=== Begin Enclosure ===

PR #561, opened 2020-10-06
Close sidebar with Esc shortcut

yuval-hazaz:


packages/amplication-client/src/Layout/SidebarHeader.tsx
```diff
@@ -11,32 +14,44 @@ type Props = {
...
-  }
+  }, [history, backUrl]);
+
+  const handlers = {
+    SUBMIT: goBack,
+  };
 
   return (
     <DrawerHeader className="side-bar__header">
+      <GlobalHotKeys keyMap={keyMap} handlers={handlers} />
```
iddan, line 42: Why GlobalHotKeys and not HotKeys here?

iddan (approved):

iddan:
@yuval-hazaz please review my comment

packages/amplication-client/src/Layout/SidebarHeader.tsx
yuval-hazaz: There is an issue when using GlobalHotKeys together with HotKeys so we will need to use GlobalHotKeys all the way. 
I created feature request #573

PR #562, opened 2020-10-06
Command palette shortcut & MenuItem tooltip

yuval-hazaz:
- [x] - remove Children from MenuItem (not in use)
- [x] - add tooltip to MenuItem
- [x] - add shortcuts to command palette


packages/amplication-client/src/CommandPalette/CommandPalette.tsx
```diff
@@ -107,6 +107,7 @@ const CommandPalette = ({ trigger }: Props) => {
       closeOnSelect
       showSpinnerOnSelect={false}
       theme={THEME}
+      hotKeys={["command+shift+p", "ctrl+shift+p"]}
```
iddan, line 110: Extract to constant

iddan (approved):
Great work @yuval-hazaz! Please review my comment retrospectively

PR #1177, opened 2021-01-27
Add annotations to Credentials

petarvujovic98:
Add missing ApiProperty and Field decorators


yuval-hazaz (changes requested):
Great, thanks!

Please run "update-snapshot" on DataServiceGenerator to update the snapshot test with your changes and commit the updated snapshot.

=== End Enclosure ===

Show all lines in the records above that hold "Props".

@@ -11,32 +14,44 @@ type Props = {
@@ -107,6 +107,7 @@ const CommandPalette = ({ trigger }: Props) => {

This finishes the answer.